To cope with P limitation, plants exhibit a series of physiological, biochemical, and molecular strategies such as modifying the architecture of the roots [26, 27], secreting carboxylates and acid phosphatase [28], elevating transcription of genes essential for P acquisition [29], and enhancing the remobilization of the previously stored P [19, 23, 30]. Recently, accumulating evidence has supported the participation of TFs in Pi starvation signaling [31], although much remains to achieve a full understanding of the Pi starvation signaling network, as well as its crosstalk with other pathways such as phytohormone signaling cascades. Furthermore, recent studies have reported that P stored in root cell wall can be reutilized in Arabidopsis and rice, and numerous phytohormones or signal molecules such as ethylene and nitric oxide (NO) participate in this process [20]. In this study, we for the first time reported that a MYB TF is involved in the tolerance to P deficiency in A. thaliana, and found that the sensitivity of P deficiency in the loss function mutant, myb103, also showed a clear association with the cell wall, and in particular the phytohormone ethylene.

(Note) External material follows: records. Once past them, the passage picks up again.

PR #344, opened 2025-08-26
Remove triton submodule and add triton-hash.txt to track the triton commit ID

lechenyu:
This PR removes the Triton submodule and replaces it with a hash file (`triton-hash.txt`) to track the Triton version. This change provides greater flexibility in the Triton versions that triton-shared can be built with. All relevant files have been updated accordingly.

After this PR is landed, the installation steps will be 
```sh
export TRITON_PLUGIN_DIRS=$(pwd)/triton_shared

git clone https://github.com/microsoft/triton-shared.git triton_shared
git clone https://github.com/triton-lang/triton.git
cd triton && git checkout $(cat ../triton_shared/triton-hash.txt)
...
// follow the same steps as before to build Triton
```

### DIFF
--- a/.gitignore
+++ b/.gitignore
@@ -3,6 +3,6 @@
 compile_commands.json
 build/*
 .vscode/*
-.clang-format
+/.clang-format
 test_core.py
 test_annotations.py


triton-san/script/install_triton_san.sh
```diff
@@ -3,17 +3,17 @@
 #!/bin/bash
 set -e
 
-if [ "$#" -lt 3 ]; then
-  echo "Usage: $0 <desired path for triton-san installation> <path to venv> <path to LLVM install dir>"
+if [ "$#" -lt 4 ]; then
+  echo "Usage: $0 <desired path for triton-san installation> <path to LLVM install directory> <path to Python venv> <path to triton>"
```
red1bluelost: Could you specify that this is path to Triton source code/repository.

.github/workflows/test-plugin.yml
```diff
@@ -39,12 +39,18 @@ jobs:
       with:
         ref: ${{ inputs.triton-shared-ref }}
         path: triton_shared
-        # Also checkout triton submodule
-        submodules: recursive
+
+    - name: Checkout triton based on triton-hash.txt
```
red1bluelost, line 43: Is it possible to do this checkout with an action. I'm not sure if it is best practice to manually close. But I do not know actions well.

red1bluelost:
Seems I cannot add non-Microsoft reviewers so just tagging folks in this comment. @haishanzzzz, @mitekoth, @zhaoshiz

red1bluelost:
@lechenyu Right now we have three symlinks into Triton: 'python/examples/test_core.py', 'python/examples/test_annotations.py', and '.clang-format'. For the clang-format, I'd be fine with having a copy in our repo. I doubt it would change in a way we care about. For the two test files, we need a way to import them into examples so they can be tested.

lechenyu:
> @lechenyu Right now we have three symlinks into Triton: 'python/examples/test_core.py', 'python/examples/test_annotations.py', and '.clang-format'. For the clang-format, I'd be fine with having a copy in our repo. I doubt it would change in a way we care about. For the two test files, we need a way to import them into examples so they can be tested.

Apologies for missing those symlinks. I was thinking it might be helpful to set up a top-level CMakeLists.txt to automate the build process. Since we're trying to remove the Triton submodule, there are now several additional steps that users need to be aware of, such as checking out Triton manually and making the two Python test visible to triton-shared.

lechenyu:
I’ve updated the CMakeLists.txt to automatically generate the three symlinks. These symlinks are now included in .gitignore.

CMakeLists.txt
```diff
@@ -18,3 +18,16 @@ if (TRITON_SHARED_BUILD_CPU_BACKEND)
...
 endif()
+
+# Add symlinks to selected pytest files and the clang-format setting in triton. The tests are imported into triton-shared’s test folder to 
+# run under triton-shared's conftest configuration, and the clang-format link ensures consistent code style enforcement across both repositories.
+cmake_path(APPEND CMAKE_CURRENT_SOURCE_DIR "python" "examples" "test_core.py" OUTPUT_VARIABLE TRITON_SHARED_TEST_CORE)
+cmake_path(APPEND CMAKE_CURRENT_SOURCE_DIR "python" "examples" "test_annotations.py" OUTPUT_VARIABLE TRITON_SHARED_TEST_ANNOTATIONS)
+cmake_path(APPEND CMAKE_CURRENT_SOURCE_DIR ".clang-format" OUTPUT_VARIABLE TRITON_SHARED_CLANG_FORMAT_SETTING)
+cmake_path(APPEND CMAKE_SOURCE_DIR "python" "test" "unit" "language" "test_core.py" OUTPUT_VARIABLE TRITON_TEST_CORE)
+cmake_path(APPEND CMAKE_SOURCE_DIR "python" "test" "unit" "language" "test_annotations.py" OUTPUT_VARIABLE TRITON_TEST_ANNOTATIONS)
+cmake_path(APPEND CMAKE_SOURCE_DIR ".clang-format" OUTPUT_VARIABLE TRITON_CLANG_FORMAT_SETTING)
```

Numerous MYB TFs were reported to be involved in plant responses to environmental stresses [32, 33]. For example, HOS10 [34], MYB14 and MYB15 [35], and MdMYB23 [36] are involved in the modulation of cold stress response while MYB12is involved in response to nitrogen deficiency [37]. PSR1 [38] and PHR1 [12] are two well characterized R2R3 MYB transcription factors that have been implicated in the positive regulation of Pi stress responses. Furthermore, MYB62 has been implicated to act as a negative regulator of P starvation response [13], as its expression was significantly induced during P deficiency [39], and MYB62 overexpressing lines exhibited phosphate accumulation in roots. Moreover, MYB62 also serves as a repressor of GA biosynthesis [39]. However, little is known about whether other MYB TFs take part in the P deficiency signaling. In the present study, we found that MYB103, a R2R3 MYB TF, was involved in the P deficiency response in Arabidopsis. The expression of MYB103 was induced under the P deficient condition in Arabidopsis (Fig. 1), and the Arabidopsis loss function mutant of MYB103 exhibited the P deficiency-sensitive phenotype (Fig. 2), with lower levels of shoot and root soluble P (Fig. 3).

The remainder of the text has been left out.